3Rs-Centre Utrecht Life Sciences

Faculteit Dierengeneeskunde

 
February 2018
 
Development of a human uterine model for research on female reproduction

In developmental and reproductive toxicology studies in which potentially harmful substances must be tested, many laboratory animals are still being used. There is much to be gained in this field regarding the reduction, refinement and replacement of animal studies. There is also a great demand for more human relevant models in reproductive toxicology as the (rodent) animal and human reproductive cycle differ in many aspects. At the Institute for Risk Assessment Sciences (IRAS) at Utrecht University, Annick van den Brand and her colleagues therefore have developed an endometrial model made of human uterine cells, in order to better test the effects of potentially harmful substances on the uterus.
 
Epidemiological studies have found a link between the occurrence of uterine diseases like endometriosis, and uterine or endometrial cancer, and the exposure to substances in the environment, like hormone-disrupting substances, dioxins, and drugs. However, research on female reproduction is an underexplored field in science and in the regulatory test strategies, which currently lack good predictive (in vitro) models for humans. After all, animal studies are difficult to translate to the human situation because the uterine physiology and hormone regulation of the reproductive cycle in (rodent) animals is significantly different.
 
Endometrium model
Together with dr. Majorie van Duursen, Annick van den Brand has developed a 3D in vitro endometrial model using endometrial cells from the human uterus. In collaboration with the St. Antonius hospital, they have gained access to healthy uterine tissue that is normally thrown away after a hysterectomy. From this, two types of cells from the endometrium (the inner wall of the uterus) are isolated and can be further cultured in the laboratory. Subsequently, these cells are combined again into a 3D model so that the cells can communicate with each other as they would do in vivo. The cells are exposed to relevant hormone concentrations to mimic the different phases of the female reproductive cycle. The model has been shown to react to hormones as endometrial cells in the in vivo uterus do. By also exposing this in vitro model to potentially harmful substances, it is possible to check whether these substances can disrupt this mimicked hormone balance in the uterus.
 
Van den Brand: “Once this model is validated, we hope that the results from this model can be used to establish new guidelines to test the effect of substances on female reproduction without the use of laboratory animals. For example, the endometrium model can be used in the preclinical phase of drug development, but can also prevent new, hard-to-translate animal studies from being implemented in regulatory test strategies.” Reducing the number of test substances by pre-selection with new test methods, like this endometrium model, can save the hundreds of experimental animals that are currently used for the testing of each substance.
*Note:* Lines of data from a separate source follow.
Issue #204, opened 2017-03-28
Allow to filter by multiple publishers


hugovk:
I'd like to be able to fetch events from 11 different publishers, and ideally would like to do it in a single query. 

For example, single queries:
* https://api.hel.fi/linkedevents/v1/event/?publisher=ahjo:46104 52 results
* https://api.hel.fi/linkedevents/v1/event/?publisher=ahjo:46111 21 results

But these don't work:
* https://api.hel.fi/linkedevents/v1/event/?publisher=ahjo:46104,ahjo:46111 0 results
* https://api.hel.fi/linkedevents/v1/event/?publisher=ahjo:46104+ahjo:46111 0 results
* https://api.hel.fi/linkedevents/v1/event/?publisher=ahjo:46104&publisher=ahjo:46111 21 results

---

If we check the [source](https://github.com/City-of-Helsinki/linkedevents/blob/master/events/api.py#L1363-L1365), we can see that `_filter_event_queryset()` supports only one publisher: 

```python
    val = params.get('publisher', None)
    if val:
        queryset = queryset.filter(publisher__id=val)
```

However filtering by `data_source` [supports multiple data sources](https://github.com/City-of-Helsinki/linkedevents/blob/master/events/api.py#L1318-L1322
):
```python
    # Filter by data source, multiple sources separated by comma
    val = params.get('data_source', None)
    if val:
        val = val.split(',')
        queryset = queryset.filter(data_source_id__in=val)
```

So it looks like changing `publisher` to accept multiple values should be an easy task and shouldn't affect current behaviour.

Thank you!

PR #205, opened 2017-03-28
Allow to filter by multiple publishers

hugovk:
Resolves https://github.com/City-of-Helsinki/linkedevents/issues/204

Allow to filter by multiple comma-separated `publisher` parameters, in the same way as `data_source`.

Note: untested, but CI passes.

### DIFF
--- a/events/api.py
+++ b/events/api.py
@@ -1360,8 +1360,10 @@ def _filter_event_queryset(queryset, params, srs=None):
         cond = 'end_time - start_time >= %s :: interval'
         queryset = queryset.extra(where=[cond], params=[str(dur)])
 
+    # Filter by publisher, multiple sources separated by comma
     val = params.get('publisher', None)
     if val:
+        val = val.split(',')
         queryset = queryset.filter(publisher__id=val)
 
     return queryset


juyrjola:
Looks good, thanks!

hugovk:
Great! Do you know when this will likely be deployed?

eg. https://api.hel.fi/linkedevents/v1/event/?publisher=ahjo:46104,ahjo:46111

events/api.py
```diff
@@ -1360,8 +1360,10 @@ def _filter_event_queryset(queryset, params, srs=None):
         cond = 'end_time - start_time >= %s :: interval'
         queryset = queryset.extra(where=[cond], params=[str(dur)])
 
+    # Filter by publisher, multiple sources separated by comma
     val = params.get('publisher', None)
     if val:
+        val = val.split(',')
         queryset = queryset.filter(publisher__id=val)
```
akx: Shouldn't this be `publisher_id__in` now?

juyrjola:
There was a small bug in the patch, but I fixed that now and deployed it to production.

events/api.py
juyrjola: Yup, it should.

akx:
```python
>>> from events.models import Event
>>> qs = Event.objects.filter(publisher__id=['ee', 'qq', 'yy'])
>>> print(qs.query)
SELECT LOTS_OF_COLUMNS FROM "events_event" WHERE "events_event"."publisher_id" = ['ee', 'qq', 'yy'] ORDER BY "events_event"."tree_id" ASC, "events_event"."lft" ASC
>>> qs = Event.objects.filter(publisher_id__in=['ee', 'qq', 'yy'])
>>> print(qs.query)
SELECT LOTS_OF_COLUMNS FROM "events_event" WHERE "events_event"."publisher_id" IN (ee, qq, yy) ORDER BY "events_event"."tree_id" ASC, "events_event"."lft" ASC
```

hugovk:
Thanks all for the quick response!

PR #223, opened 2017-08-28
Added support for creating, updating and deleting places thru API.

hkurhinen:
Added support for creating, updating and deleting places thru API.
Fixed parsing geometric shapes when creating places.


Rikuoja:
An excellent feature, we haven't gotten around to implementing this yet so it should make a good addition.

However, a few observations:
1) Noticing your need for a separate `create_keyword` method, I just made a PR #226 so that keywords would have the same base fields as the other models. This means the separate method should no longer be needed once PR #226 is merged.
2) The keyword and place ids are namespaced. Therefore, to prevent non-namespaced ids to be inserted, I suggest you add a `validate_id` method to the place and keyword serializers, similar to the one in the event serializer: https://github.com/City-of-Helsinki/linkedevents/blob/master/events/api.py#L999
3) Tests should be added for creating and editing keywords and places. We are currently trying to get the test coverage up :)
4) As the `update` and `create` (and perhaps `validate_id` too?) methods will be unnecessarily duplicated in all serializers, I suggest you refactor the code to have common elements in the common superclass for events, places, images and keywords.

Hope this will help other cities get up and running with Linkedevents!

.gitignore
```diff
@@ -13,3 +13,4 @@ media/
 *.iml
 *.kate-swp
 data/
+venv
```
akx: File missing last newline. (You might want to check if your editor supports auto-adding it?)

events/api.py
```diff
@@ -529,6 +529,23 @@ def create(self, validated_data):
...
+            self.user = None
+        validated_data['created_by'] = self.user
+        validated_data['last_modified_by'] = self.user
+        try:
+            instance = super().create(validated_data)
+        except IntegrityError as error:
+            if 'duplicate' and 'pkey' in str(error):
+                raise serializers.ValidationError({'id':_("An object with given id already exists.")})
+            else:
+                raise error
```
akx: Use a bare `raise` instead of `raise error`, so you don't lose the stacktrace.

events/api.py
```diff
@@ -529,6 +529,23 @@ def create(self, validated_data):
...
+        # no django user exists for the api key
+        if isinstance(self.user, ApiKeyUser):
+            self.user = None
+        validated_data['created_by'] = self.user
+        validated_data['last_modified_by'] = self.user
+        try:
+            instance = super().create(validated_data)
+        except IntegrityError as error:
+            if 'duplicate' and 'pkey' in str(error):
+                raise serializers.ValidationError({'id':_("An object with given id already exists.")})
```
akx: You might want to use  `raise ... from error` so the root cause of the error is not lost.

events/api.py
```diff
@@ -529,6 +529,23 @@ def create(self, validated_data):
...
+    def create_keyword(self, validated_data):
+        if 'data_source' not in validated_data:
+            validated_data['data_source'] = self.data_source
+        # no django user exists for the api key
+        if isinstance(self.user, ApiKeyUser):
+            self.user = None
+        validated_data['created_by'] = self.user
+        validated_data['last_modified_by'] = self.user
+        try:
+            instance = super().create(validated_data)
```
akx: Just `return super()...` instead of storing into a local you immediately return.

events/api.py
```diff
@@ -529,6 +529,23 @@ def create(self, validated_data):
                 raise error
         return instance
 
+    def create_keyword(self, validated_data):
+        if 'data_source' not in validated_data:
```
akx: Feels kind of icky that a `create`... function is mutating data that's passed in.

events/api.py
```diff
@@ -529,6 +529,23 @@ def create(self, validated_data):
...
+        validated_data['created_by'] = self.user
+        validated_data['last_modified_by'] = self.user
+        try:
+            instance = super().create(validated_data)
+        except IntegrityError as error:
+            if 'duplicate' and 'pkey' in str(error):
+                raise serializers.ValidationError({'id':_("An object with given id already exists.")})
+            else:
+                raise error
+        return instance
```
akx: . . . Wait, this function is almost exactly the same as `create()` above. What's up with that?

events/api.py
```diff
@@ -568,20 +585,59 @@ def _clean_qp(query_params):
...
     alt_labels = serializers.SlugRelatedField(slug_field='name', read_only=True, many=True)
+    data_source = serializers.PrimaryKeyRelatedField(queryset=DataSource.objects.all(),
+                                                     required=False, allow_null=True)
 
     class Meta:
         model = Keyword
         exclude = ('n_events_changed',)
+        
+    def update(self, instance, validated_data):
+        if 'data_source' in validated_data and not validated_data['data_source']:
```
akx:
```python
if not validated_data.get('data_source'):
  validated_data.pop('data_source', None)
```
would be a more succinct way to put this.

events/api.py
```diff
@@ -568,20 +585,59 @@ def _clean_qp(query_params):
...
+        if 'data_source' not in validated_data:
+            validated_data['data_source'] = self.data_source
+        return super().update(instance, validated_data)
+        
+    def create(self, validated_data):
+        # if id was not provided, we generate it upon creation:
+        if 'id' not in validated_data:
+            validated_data['id'] = generate_id(self.data_source)          
+        if 'data_source' not in validated_data or not validated_data['data_source']:
+          raise ValidationError({'data_source': _('Datasource is required field')})
```
akx: Shouldn't this be done as part of validation?

events/api.py
```diff
@@ -620,6 +676,9 @@ def get_queryset(self):
             queryset = queryset.filter(name__icontains=val)
         return queryset
 
+    @atomic
```
akx: This doesn't feel like the right place to stuff `@atomic`...

events/api.py
```diff
@@ -721,13 +784,44 @@ def filter_division(queryset, name, value):
...
     view_name = 'place-detail'
     divisions = DivisionSerializer(many=True, read_only=True)
-
+    
     class Meta:
         model = Place
         exclude = ('n_events_changed',)
+        
+    def update(self, instance, validated_data):
+        if 'data_source' in validated_data and not validated_data['data_source']:
```
akx: These should be done as part of validation, if you ask me...

events/api.py
```diff
@@ -721,13 +784,44 @@ def filter_division(queryset, name, value):
...
+        if 'publisher' in validated_data and not validated_data['publisher']:
+          del validated_data['publisher']
+        if 'data_source' not in validated_data:
+            validated_data['data_source'] = self.data_source
+        if 'publisher' not in validated_data:
+            validated_data['publisher'] = self.publisher
+        return super().update(instance, validated_data)
+        
+    def create(self, validated_data):
+        # if id was not provided, we generate it upon creation:
```
akx: These should be done as part of validation, if you ask me...

hkurhinen:
It is true that this PR was done in quite serious hurry. I'll close this one and refactor the code as soon as I have time and open several new ones, each for one specific issue.

PR #231, opened 2017-09-18
Fix/update django

Rikuoja:
* Old migrations squashed to get rid of unsupported old `hstore`.
* All needed dependencies updated to current versions.
* `ApiKeyUser` model added, because all `django-reversion` versions compatible with current Django require user model (as opposed to an `AnonymousUser`) actually being present when saving.


requirements.txt
```diff
@@ -4,68 +4,68 @@
...
-git+https://github.com/City-of-Helsinki/django-helusers@v0.1#egg=django-helusers==0.1
-git+https://github.com/City-of-Helsinki/munigeo#egg=django-munigeo
-astroid==1.4.8            # via pylint
-bleach==1.5.0
-click==6.6                # via pip-tools
-contextlib2==0.5.4        # via raven
-defusedxml==0.4.1         # via python3-openid
-django-allauth==0.28.0
+-e git+https://github.com/City-of-Helsinki/django-helusers@v0.1#egg=django-helusers
+-e git+https://github.com/City-of-Helsinki/munigeo#egg=django-munigeo
```
tituomin: Munigeo is available in pip now (though maybe not the HEAD of master). Could you at least pin a version here?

In addition, the model can be used to improve insights into the pathology of uterine diseases and to determine biomarkers that can be used to test the effect of harmful substances on female reproduction.


                    
Primary tissue of the human uterine wall                   Annick van den Brand


Future research
The development of the uterine model was originally funded by a pharmaceutical company that wished to test the effect of a newly developed drug on the endometrium. However, after the first test results being successful, Van den Brand and her colleagues are looking for additional funding to expand the use of the model to other purposes. For example, fertility disorders are increasingly linked to the exposure to harmful substances from the environment. Therefore, Van den Brand would like to extend this uterus model in such a way that the implantation of embryos in the endometrium can be investigated. “In addition to detecting substances that have a negative influence on the implantation of an embryo, we could also use this model to study possibilities for optimizing fertility treatments, for example,” explains Van den Brand.




The Institute for Risk Assessment Sciences (IRAS) is a department within the faculty of Veterinary Medicine of Utrecht University (UU). Annick van den Brand works at the Toxicology division of IRAS with a focus on endocrine disruption of the female reproductive system.